#### TRY IT
Restate all the data word for word, leaving nothing out.

Collected data:
· · · · · · ·

PR #1058, opened 2025-09-09
chain: update `Start` method to take `context`

yyforyongyu:
This PR https://github.com/lightninglabs/neutrino/pull/317 changed the signature of `Start`, so we now need to pass a context to it.

### DIFF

· · · · · · ·

#### EXERCISE RESPONSE
PR #1058, opened 2025-09-09
chain: update `Start` method to take `context`

yyforyongyu:
This PR https://github.com/lightninglabs/neutrino/pull/317 changed the signature of `Start`, so we now need to pass a context to it.

### DIFF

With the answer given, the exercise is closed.